Assumindo ares de porta-voz do “pensamento das Forças Armadas” afirmou não admitir que civis “tenham que mandar nos militares”.

Golpista brasileiro em palanque alemão

por Manuel Domingos Neto

Apologia à truculência política é proibida na Alemanha, mas a embaixada alemã em Brasília promoveu debate virtual entre um militar defensor da tortura e dois professores, um alemão e um brasileiro. O evento está disponível na página eletrônica da Embaixada.

O oficial começou exibindo legitimidade hereditária, atributo incompatível com o Estado democrático: teria “nascido” no Exército. O recrutamento endógeno é anti-republicano e fere a “meritocracia” castrense. A Corporação proclamou a República sem admitir seus pressupostos. O general revelou ainda a separação nebulosa entre militares da ativa e da reserva. Em traje civil, disse continuar “vivendo no Exército”.

Assumindo ares de porta-voz do “pensamento das Forças Armadas” afirmou não admitir que civis “tenham que mandar nos militares”. Com isso resumiu a longeva crise de identidade dos enfileirados: vestem-se como militares, pensam como políticos e não abandonam a vocação policial. Comunicou que seus camaradas defendem a ideologia liberal: ao Estado, caberia o papel de “facilitador”, não de “gestor do progresso nacional”. E proclamou a isenção ideológica das corporações!

Disse que a nação é credora do Exército, mas logo desdisse: a corporação salvou a sociedade! O golpe de 1964 teria sido patriótico. (Não mencionou o conluio dos golpistas com Washington). Justificou e minimizou a bestialidade da ditadura.
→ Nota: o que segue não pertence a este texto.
PR #1192, opened 2023-03-16
Added functionality to download a manifest by using the manifest id

linglp:
Related to the issue here: https://sagebionetworks.jira.com/browse/FDS-40

The goal of this PR is to create a new endpoint to allow users to download a manifest by using the manifest id. Previously, schematic only has `getDatasetManifest` function that downloads an existing manifest from a dataset (and would require querying the file view)

Highlight of the changes: 
- Added ManifestDownload class to handle downloading a manifest. I initially tried to liberate the download method under synapse storage class, but I felt synapse storage class is pretty huge and the code might be more organized if we move the manifest download out
- Before downloading a manifest,  I also added the functionality to check the type of an entity. Previously, there's a method under synapse storage does the same thing, so I move that function to utils. The API endpoint that uses the functionality of checking entity type also gets updated. 
- The old endpoint of downloading a manifest through asset view and dataset id was renamed to: `dataset/manifest/download`, and the new endpoint was named `manifest/download` that takes the manifest id as a parameter. 
- Tests


run_api.py
```diff
@@ -15,4 +15,4 @@
     # Launch app
     app = create_app()
     #CORS(app, resources={r"*": {"origins": "*"}})
-    app.run(host=host, port=port, debug=False)
\ No newline at end of file
+    app.run(host=host, port=port, debug=True)
```
linglp, line 18: will eventually switch to "False" after final testing

schematic_api/api/__main__.py
```diff
@@ -13,7 +13,7 @@ def main():
 
     # Launch app
     # CORS(app, resources={r"*": {"origins": "*"}})
-    app.run(host=host, port=port, debug=False)
+    app.run(host=host, port=port, debug=True)
```
linglp, line 16: this will also be reverted back to "false" before merging

schematic/store/synapse.py
```diff
@@ -395,85 +491,44 @@ def getDatasetManifest(
...
-                        manifest_data['name'] = new_manifest_filename
-                        manifest_data['filename'] = new_manifest_filename
-                        manifest_data['path'] = new_manifest_path_name
-
+            manifest_syn_id = self._get_manifest_id(manifest)
+            if downloadFile: 
+                md = ManifestDownload()
+                manifest_data = ManifestDownload.download_manifest(md, self.syn, manifest_id=manifest_syn_id, newManifestName=newManifestName, manifest_df=manifest)
+                if manifest_data == "":
+                    logger.debug(f"No manifest data returned. Please check if you have successfully downloaded manifest: {manifest_syn_id}")
```
linglp, line 530: should this be "logger.debug" or should this be a warning? I think most of the time when "manifest_data" returns an empty string, it usually indicates there's something wrong with the download_manifest function. Downstream function usually tries to extract information from manifest_data, and if it returns an empty string, usually the downstream function will break.

andrewelamb (approved):

andrewelamb:
@linglp Could you let me know when the Production API will have this?

[187](https://github.com/Sage-Bionetworks/schematic_db/pull/187) Should be merged at the same time.

schematic/store/synapse.py
```diff
@@ -51,9 +51,98 @@
 from schematic.exceptions import MissingConfigValueError, AccessCredentialsError
 
 from schematic import CONFIG
+from schematic.utils.general import entity_type_checking
 
 logger = logging.getLogger("Synapse storage")
 
+class ManifestDownload(object):
```
thomasyu888, line 58: @linglp Two things before reviewing more later - hope this helps.

1. My 2nd comment will feed into this, but when you use classes, you always want to start with "why do I need a class"?  I'm not saying this isn't a good use case of classes, but you're currently not utilizing the class structure.
1.  One example for a class is if you have a bunch of functions that take the same arguments. For example, you have  `syn` and `manifest_id` in each of the functions (meaning you are doing an action with `syn` and `manifest_id`.  You could do something like the below. 

    ```
     @dataclass
     class ManifestDownload:
            syn: synapseclient.Synapse
            manifest_id: str
     ```
     this will allow you to do something like this...
     ```
     md = ManifestDownload(syn=syn, manifest_id=manifest_id)
     md.download_manifest()
     ```

schematic/utils/general.py
```diff
@@ -69,4 +69,31 @@ def convert_gb_to_bytes(gb: int):
...
+
+    if type_entity == "<class 'synapseclient.table.EntityViewSchema'>":
+        return "asset view"
+    elif type_entity == "<class 'synapseclient.entity.Folder'>":
+        return "folder"
+    elif type_entity == "<class 'synapseclient.entity.File'>":
+        return "file"
+    elif type_entity == "<class 'synapseclient.entity.Project'>":
+        return "project"
+    else:
```
thomasyu888, line 98: So a number of things here.

1. Instead of using `str(type(...))`, you can do something like this: `isinstance(entity_name, synapseclient.table.EntityViewSchema)`. (Read up on `isinstance`)
2. You can return `entity_name.concreteType` if theres no matching entity type.

schematic/utils/general.py
```diff
@@ -69,4 +69,31 @@ def convert_gb_to_bytes(gb: int):
...
+    """
+    check the entity type of the id that needs to be downloaded
+    Args:
+        manifest_id: id of a manifest
+    Return: 
+        type_entity: type of the manifest being returned
+    """
+    # check the type of entity
+    try: 
+        entity_name = syn.get(manifest_id, downloadFile=False)
```
thomasyu888, line 85: Nit: Is this an `entity_name` or is it an `entity`?  You want to try to name your variables what they actually are.

schematic_api/api/openapi/api.yaml
```diff
@@ -101,8 +101,57 @@ paths:
         - Manifest Operations
   /manifest/download:
     get:
-      summary: Endpoint to download an existing manifest
-      description: Endpoint to download an existing manifest
+      summary: Endpoint to download an existing manifest by using a manifest id
+      description: Endpoint to download an existing manifest by using a manifest id
+      parameters:
+        - in: query
```
thomasyu888, line 107: This isn't great security practice, and I would strongly advise not adding any other features that leverages this until it is fixed.

schematic_api/api/openapi/api.yaml
```diff
@@ -101,8 +101,57 @@ paths:
         - Manifest Operations
   /manifest/download:
```
thomasyu888, line 102: If this is in your control, my advise is to redesign the API as such, and to not include `manifestId` in the query parameter.

```
GET /manifest/{manifestId}
```

schematic_api/api/openapi/api.yaml
```diff
@@ -101,8 +101,57 @@ paths:
...
+            text/csv:
+              schema:
+                type: string
+        "403":
+          description: You don't have access to the requested resources. 
+        "500":
+          description: Please check schematic log
+      tags:
+        - Manifest Operations            
+  /dataset/manifest/download:
```
thomasyu888, line 151: Same thought here about API design

```
GET /dataset/{datasetId}/manifest
```

schematic_api/api/routes.py
thomasyu888, line 1: Nit: Add docstrings, type hints, follow pep8 standards, and import statements

Edit: Personally, I would reorder all of the import statements using a tool called [isort](https://pycqa.github.io/isort/) in another PR.

schematic_api/api/routes.py
```diff
@@ -234,7 +239,15 @@ def parse_bool(str_bool):
         raise ValueError(
             "String boolean does not appear to be true or false. Please verify input."
         )
-        
+
+def return_as_json(manifest_local_file_path):
+    manifest_csv = pd.read_csv(manifest_local_file_path)
+    try:
+        manifest_json = json.loads(manifest_csv.to_json(orient="records"))
```
thomasyu888, line 246: Is there a reason you are doing this instead of doing?

```
manifest_csv.to_dict(orient="records")
```

schematic_api/api/routes.py
```diff
@@ -234,7 +239,15 @@ def parse_bool(str_bool):
...
+        return manifest_json
+    except Exception:
```
thomasyu888, line 248: It's not good practice to `except Exception` and `raise Exception`.  You want to catch the specific error.

schematic_api/api/routes.py
```diff
@@ -608,8 +620,48 @@ def get_viz_tangled_tree_layers(schema_url, figure_type):
...
+
+    # default as_json to True
+    if as_json is None:
+        as_json=True
+
+    # try logging in to asset store
+    try:
+        syn = store.login(input_token=input_token)
+    except Exception: 
+        raise SynapseAuthenticationError
```
thomasyu888, line 648: What is your rationale for this `try... except`? 

I think a `SynapseAuthenticationError` is very specific to not being able to log in (maybe due to wrong password).  There is also `SynapseNoCredentialsError` or `SynapseTimeoutError`, or `SynapseHTTPError`

schematic_api/api/routes.py
```diff
@@ -608,8 +620,48 @@ def get_viz_tangled_tree_layers(schema_url, figure_type):
...
+    try: 
+        md = ManifestDownload()
+        manifest_data = ManifestDownload.download_manifest(md, syn, manifest_id, new_manifest_name)
+        #return local file path
+        manifest_local_file_path = manifest_data['path']
+    except Exception: 
+        logger.error(f"Failed to download manifest: {manifest_id}")
```
thomasyu888, line 655: What is your reason for logging the error and raising it? (Is it for cloudwatch logs?)

schematic_api/api/routes.py
```diff
@@ -620,12 +672,14 @@ def download_manifest(input_token, dataset_id, asset_view, as_json, new_manifest
     manifest_data = store.getDatasetManifest(datasetId=dataset_id, downloadFile=True, newManifestName=new_manifest_name)
 
     #return local file path
-    manifest_local_file_path = manifest_data['path']
+    try:
```
thomasyu888, line 675: Can you explain what is going on here?  So, I'm assuming by reading the code that if the key `path` doesn't exist, the manifest wasn't downloaded. 

It's best practice to throw the `KeyError` then:

`except KeyError:`

tests/test_api.py
```diff
@@ -576,9 +575,61 @@ def test_get_datatype_manifest(self, client, syn_token):
                 "Year of Birth": "Int64",
                 "entityId": "string"}
 
+    # small manifest: syn51078535; big manifest: syn51156998
+    @pytest.mark.parametrize("manifest_id",["syn51156998", "syn51156998"])
```
thomasyu888, line 579: TIL (today I learned): I didn't realize you could chain these - which makes it more readable, but see my comment about `parametrize` below

tests/test_api.py
```diff
@@ -576,9 +575,61 @@ def test_get_datatype_manifest(self, client, syn_token):
...
+    def test_manifest_download(self, config, client, syn_token, manifest_id, new_manifest_name, as_json):
+        params = {
+            "input_token": syn_token,
+            "manifest_id": manifest_id,
+            "new_manifest_name": new_manifest_name, 
+            "as_json": as_json
+
+        }
+
+        response = client.get('http://localhost:3001/v1/manifest/download', query_string = params)
```
thomasyu888, line 591: Nit: it might make your life easier if you had a global config for (maybe a Jira ticket to refactor)

```
SERVER_URL = "http://localhost:3001/v1"
```

Then you can do

```
f"{SERVER_URL}/manifest/download"
```

tests/test_utils.py
```diff
@@ -50,6 +62,19 @@ def test_dict2list_with_list(self):
...
+        entity_type = entity_type_checking(syn, entity_id)
+        if entity_id == "syn27600053":
+            assert entity_type == "folder"
+        elif entity_id == "syn29862078":
+            assert entity_type == "file"
+        elif entity_id == "syn23643253":
+            assert entity_type == "asset view"
+        elif entity_id == "syn30988314":
+            assert entity_type == "folder"
+
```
PR #1193, opened 2023-03-20
Create example data model for single rule benchmarking

GiaJordan:
Create example model with `MockComponent` attributes set to not required so that JSON schema validation only runs for the attribute being benchmarked. To be used for single rule benchmarking tests. Rules are explicitly set to their default behavior.


mialy-defelice (approved):
Looks good!

PR #1197, opened 2023-03-24
Added duration flag to show run time of tests

linglp:
Added duration flag to show run time of tests


linglp:
Close this PR since we no longer need this.

PR #1200, opened 2023-04-04
Add `IsNA` rule to validation suite | FDS-81 FDS-232

GiaJordan:
Add `IsNA` rule to check if manifest entries are marked as `Not Applicable`, to be used only in conjunction with other rules ~~using the `OR` operator to be implemented in #/1201~~.

This PR adds support for the combination of the new `IsNA` rule with `type` validation type rules `int`, `float`, and `num`, but not `str`. Implementation of rule combination functionality is intended to be temporary until after the refactor of the validation suite when general support for rule disjunction is implemented.

Tests are also included for the new rule. The data model attribute `Check NA` will test the behavior of the `int::IsNA` combo during the valid and invalid manifest tests. All combinations will be tested when `test_rule_combinations` is run.

The rule in its current form is only intended to be used by @andrewelamb for iAtlas, as such the addition of this rule **will not be documented** until rule disjunctions are officially supported and this rule is refactored.

### DIFF
--- a/schematic/models/GE_Helpers.py
+++ b/schematic/models/GE_Helpers.py
@@ -134,7 +134,8 @@ class GreatExpectationsHelpers(object):
             "protectAges": "expect_column_values_to_be_between",
             "unique": "expect_column_values_to_be_unique",
             "inRange": "expect_column_values_to_be_between",
-            
+            "IsNA": "expect_column_values_to_match_regex_list",
+
             # To be implemented rules with possible expectations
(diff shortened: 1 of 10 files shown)


GiaJordan:
@andrewelamb will perform tests with iAtlas manfiests

andrewelamb:
@GiaJordan This is working with an iAtlas manifest!

andrewelamb (approved):

GiaJordan:
@andrewelamb happy to hear; thank you for verifying!

PR #1202, opened 2023-04-06
feat: added nginx to encrypt the communication between ALB and API

linglp:
Why this is needed: https://sagebionetworks.jira.com/browse/DCA-98

## Changelog
* Changed base image from python3.10 to https://github.com/tiangolo/uwsgi-nginx-flask-docker
* added nginx
* configured nginx to use ssl by using a self-signed certificate
* added /health path to check status

## How to test the PR
* Please follow the instructions here: https://github.com/Sage-Bionetworks/schematic/pull/1202#discussion_r1166983663
* To test locally, please follow the instructions in schematic_api/api/ReadMe

## Note
* `tiangolo/uwsgi-nginx-flask` image was developed by the person who created FastAPI . Based on the ReadMe of `tiangolo/uwsgi-nginx-flask`, using FastAPI could potentially provide 8 times better performance, and usinf `tiangolo/meinheld-gunicorn-flask` could provide 4 times better performance. This PR is to make based on the assumption that we don't change our current framework
* To follow the best practices, the docker should be built using user `www-data`: https://sagebionetworks.jira.com/browse/FDS-411
* Note: as of May 23rd, this PR has been deployed and tested in schematic dev instance using schematic_profiler 

## Technical details 
More details related to the image: https://hub.docker.com/r/tiangolo/uwsgi-nginx-flask/

More details about making encryption work: 
Since Bruce mentioned in slack (see details [here](https://sagebionetworks.slack.com/archives/CEFQD0KU1/p1681247669102339?thread_ts=1681242034.812899&cid=CEFQD0KU1)) that we could potentially use a self-assigned certificate, I ended up giving up on certbox mentioned in the [documentation](https://www.digitalocean.com/community/tutorials/how-to-serve-flask-applications-with-uwsgi-and-nginx-on-ubuntu-22-04) provided by @tschaffter in [DCA-68](https://sagebionetworks.jira.com/browse/DCA-68). 

Here are the main resources that I ended up following: 
* https://www.digitalocean.com/community/tutorials/how-to-create-a-self-signed-ssl-certificate-for-nginx-in-ubuntu-16-04#create-a-configuration-snippet-pointing-to-the-ssl-key-and-certificate
* and here: https://www.humankode.com/ssl/create-a-selfsigned-certificate-for-nginx-in-5-minutes/
* https://faun.pub/setting-up-ssl-certificates-for-nginx-in-docker-environ-e7eec5ebb418

The hard part is to make use of the content in the resources mentioned above and apply them to the [Docker image](https://github.com/tiangolo/uwsgi-nginx-flask-docker/blob/master/docker-images/python3.10.dockerfile) that we are using. I digged into the base image and found out that the [entrypoint.sh](https://github.com/tiangolo/uwsgi-nginx-flask-docker/blob/master/docker-images/entrypoint.sh) generates a bunch of additional nginx config files in `/etc/nginx/conf.d` folder and there's also `/etc/nginx/nginx.conf` file on top that loads those additional nginx.conf by using the line below: 
```
    include /etc/nginx/conf.d/*.conf;
```

After many trials and errors, I learned that I have to make the following changes: 
* enable port 443 in docker-compose.yml
* modify `/etc/nginx/nginx.conf` to redirect traffic to HTTPS
* Add certificate.conf:  for nginx to handle HTTPS requests (note that we have to add location block there otherwise we will get error like "“schematic-api-aws | 2023/04/13 18:15:36 [error] 197#197: *70 open() "/etc/nginx/html/favicon.ico" failed (2: No such file or directory), client: 172.20.0.1, server: localhost, request: "GET /favicon.ico HTTP/2.0", host: "localhost", referrer: "https://localhost/v1/ui/"”) 
* Add self-signed.conf: for including two certificate and key generated by SSL
* Add self-params.conf (maybe optional if not using dhparam.pem?): for adding path to dhparam: `ssl_dhparam /etc/ssl/dhparam.pem`

I also learned through experiments that I can't just modify `/etc/nginx/nginx.conf` by copying and pasting a new one because the child docker image inherits the entrypoint from the parent. If I just copied and pasted the new `nginx.conf`, it would get overwritten once the bash script "entrypoint.sh" starts running.

The only solution seems to be to modify the "entrypoint.sh"... But I tried that and it seemed like that the new `entrypoint.sh` didn't get executed.. In the end, I decided to create a new bash script and use that as an entrypoint. Hence you see the following in Dockerfile: 
```
WORKDIR ${ROOT}
COPY ./uwsgi-nginx-entrypoint.sh ./entrypoint2.sh
COPY ./uwsgi-nginx-entrypoint.sh ./uwsgi-nginx-entrypoint2.sh
RUN chmod +x uwsgi-nginx-entrypoint2.sh
RUN chmod +x entrypoint2.sh
RUN chown -R nginx /uwsgi-nginx-entrypoint2.sh
RUN chown -R nginx /entrypoint2.sh
```
and finally overwriting the entrypoint in the parent image: 
```
# specify entrypoint again to generate config
ENTRYPOINT ["/entrypoint2.sh"]
```

And interestingly, CMD has to be reset once ENTRYPOINT gets reset. 

In the end, everything seems to start working. You should be able to see swagger UI by in firefox and chrome by visiting: https://localhost/v1/ui/

When I did: `curl https://127.0.0.1/v1/ui --insecure`, it returned: 
```
<!doctype html>
<html lang=en>
<title>Redirecting...</title>
<h1>Redirecting...</h1>
<p>You should be redirected automatically to the target URL: <a href="https://127.0.0.1/v1/ui/">https://127.0.0.1/v1/ui/</a>. If not, click the link.
```

[DCA-68]: https://sagebionetworks.jira.com/browse/DCA-68?atlOrigin=eyJpIjoiNWRkNTljNzYxNjVmNDY3MDlhMDU5Y2ZhYzA5YTRkZjUiLCJwIjoiZ2l0aHViLWNvbS1KU1cifQ


schematic_api/Dockerfile
thomasyu888, line 1: Hey @linglp I'm trying to build this to test your solution.  Do you have instructions on building this container?

thomasyu888: Fantastic, I follow these instructions and it worked!

```
curl https://thomasyu888-psychic-acorn-7ggr9vx9p62xpg9-443.preview.app.github.dev/v1/ui/ --insecure
<html>
<head><title>302 Found</title></head>
<body>
<center><h1>302 Found</h1></center>
<hr><center>nginx</center>
</body>
</html>
```

linglp: Thanks for trying it out Tom!

linglp:
I also spent some time reading about nginx metrics report. Based on the article [here](https://www.datadoghq.com/blog/how-to-collect-nginx-metrics/), for an open source nginx, we could see: the number of accepted connection, the number of connection handled, the number of connection dropped, the number of active connection, and total number of requests. And nginx plus could show number of 4XX codes and number of 5XX codes. Even though cloud watch could provide similar metrics, I want to be able to view the metrics more easily. 

If I added the following in certificate.conf: 
```
    location /nginx_status {
        stub_status; 
        allow 172.28.0.0/16; 
        deny all; 
    }
```

and also modify the docker-compose.yml: 
```
networks:
  schematic:
    name: schematic
    ipam:
      driver: schematic
      config:
        - subnet: "172.28.0.0/16"
```

When I visited https://127.0.0.1/nginx_status, I could see metrics like: 
```
Active connections: 1 
server accepts handled requests
 28 28 74 
Reading: 0 Writing: 1 Waiting: 0 
```
The interpretation: 
* number of active connection: 1
* number of accepted connection: 28
* number of handled connection: 28
* total number of handled requests: 74
* calculate request per connection: total number of handled requests (74)/number of handled connections(28) = 2.64

schematic_api/Dockerfile
```diff
@@ -51,7 +77,15 @@ COPY  schematic_api ./schematic_api
...
-RUN chown -R www-data:www-data /opt/app/great_expectations/
+
+# copy tests folder because some endpoints by default download to the tests folder
+COPY tests ./tests
+
+# change permission
+RUN chown -R www-data:www-data ${APP_DIR}
+
+# allow downloading to synapse cache 
+RUN chown -R www-data:www-data /root
```
jesusaurus, line 88: Why is the synapse cache under `/root`? Can we configure it to be in another location, maybe `/var/tmp/synapse`?

jesusaurus: @linglp It's probably not a big deal in our case, but `/root` is the home directory of the root user, and is not really an appropriate place for services to store data. See https://refspecs.linuxfoundation.org/FHS_3.0/fhs/index.html for more info on the standard linux filesystem hierarchy.

And if its the default directory, I guess that means we're running the service as the root user (which can be a potential security issue). If that is the case, we should eventually change the container to run as a service user instead of the root user, but that can be a challenging migration that I don't want to block this PR on. Here's a short article I found on that: https://www.howtogeek.com/devops/why-processes-in-docker-containers-shouldnt-run-as-root/

tschaffter: I agree with the proposal of @jesusaurus. Installing and running the app as a non-root user is more secure. This work should be tracked in a separate ticket.

certificate.conf
```diff
@@ -0,0 +1,22 @@
...
+        try_files $uri @app;
+    }
+    location @app {
+        include uwsgi_params;
+        uwsgi_pass unix:///tmp/uwsgi.sock;
+    }
+    location /static {
+        alias /app/static;
+    }
+    location /health {
```
tschaffter, line 18: @linglp This is an elegant solution. Currently this endpoint does not seem to be documented in the OpenAPI description of Schematic. That may be fine if you consider the health endpoint is "private", i.e. should not be exposed to the external users.

tschaffter (commented):
Just posted a few comments. I'll review this PR more in depth this week.

schematic_api/Dockerfile
linglp: Thanks both. I created an issue here: https://sagebionetworks.jira.com/browse/DCA-173 to keep track of this issue.

env.example
```diff
@@ -1,5 +1,4 @@
 # API server
 SERVER_PROTOCOL=http://
 SERVER_DOMAIN=localhost
-SERVER_PORT=7080
```
linglp, line 4: @tschaffter Based on the line of code [here](https://github.com/Sage-Bionetworks/schematic/pull/1202/files#diff-a0f6c3ca194fef3726d45adc2ac51fb28aa30a82b8d7b7ab0f80a50496dc31e9:~:text=default%20to%2080-,USE_LISTEN_PORT,-%3D%24%7BLISTEN_PORT%3A%2D), the bash script is looking for env variable `USE_LISTEN_PORT`. Do you think if we should let users define `USE_LISTEN_PORT` in their own environment file? And we could also change `docker-compose.yml` to something like: 
```
    ports: 
      - "${LISTEN_PORT}:80"
      - "443:443"
  ```

**Review by tschaffter — APPROVED** [review]
There is a small modification I suggested to @linglp during a call about how to set the port of the Docker container. Otherwise this PR looks good.

File: main.py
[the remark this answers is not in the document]
Comment (mialy-defelice) [reply main.py:1]: opp i understand how its being used now.

**Review by mialy-defelice — COMMENTED** [review]
Looked through the code. I am not an expert in this domain so I'm relying a bit on Thomas S. And Tom Y. for their expertise here. I will test now.

**Comment by mialy-defelice** [comment]
Tested and got the API running using GitHub code spaces.

File: schematic_api/api/README.md [hunk 4]
```diff
@@ -18,13 +18,17 @@ If you define `APP_PORT` as `3001` in `docker-compose.yml`, you should be able t
 After installing uWSGI, flask and connexion, to start a docker container that runs flask application with uWSGI:
 1) Comment out the first part of `docker-compose.yml` and focus only on building container `schematic-aws`.
 2) Get `service_account_creds.json` by doing `schematic init --config /path/to/config.yml`. 
-3) Make a copy of `env.example` and rename it as `.env` and keep it in the same directory as `env.example` By default, schematic uses port 7080. If port 7080 is not available, please update `SERVER_PORT` in .env file. 
+3) Make a copy of `env.example` and rename it as `.env` and keep it in the same directory as `env.example` By default, schematic uses port 80. If port 80 is not available, please update `USE_LISTEN_PORT` in .env file.
```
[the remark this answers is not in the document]
linglp: Thank you for pointing this out. I changed the default port to 81.

schematic_api/api/README.md
```diff
@@ -18,13 +18,17 @@ If you define `APP_PORT` as `3001` in `docker-compose.yml`, you should be able t
 After installing uWSGI, flask and connexion, to start a docker container that runs flask application with uWSGI:
```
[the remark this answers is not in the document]
linglp: Thanks Mialy. I just reorganized the instructions.

schematic_api/api/README.md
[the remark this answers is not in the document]
linglp: Thanks @mialy-defelice I updated the instructions based on your suggestion

linglp:
@mialy-defelice thanks for your review. I updated the ReadMe.md based on your advice. Let me know what you think

mialy-defelice (approved):
Thanks for changing the Readme its much clearer now!

PR #1203, opened 2023-04-11
Remove restrictions on rule number and allowed combinations

GiaJordan:
Remove checks for amount of rules specified for a given attribute, and checks ensuring only compatible and verified rule combinations are provided


mialy-defelice (approved):
I checked that it worked on my end.
Looks good!

PR #1205, opened 2023-04-18
Added configuration to view nginx status

linglp:
Added configuration to view nginx status

Depends on #1202


linglp:
close this for now since we no longer need it.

Os ditadores teriam permitido eleições livres e liberdade de expressão. A redemocratização teria sido concedida pelo quartel. Mas a democracia fracassou: “após 35 anos da chamada redemocratização ainda não somos uma democracia de fato”. A ditadura teria afastado a política dos quartéis e interrompido a rotina de crises político-militares.

Para o general, as instituições públicas, em particular o Judiciário, são corrompidas, carentes de “responsabilidade política e cívica”. Os líderes do país interpretam e manipulam as leis “segundo interesses pessoais e grupais”. Para não perder o poder e suas “injustas regalias”, atuam unidos contra “as atuais forças da mudança”. Há “um notório movimento” de juízes e políticos para barrar a apuração de crimes.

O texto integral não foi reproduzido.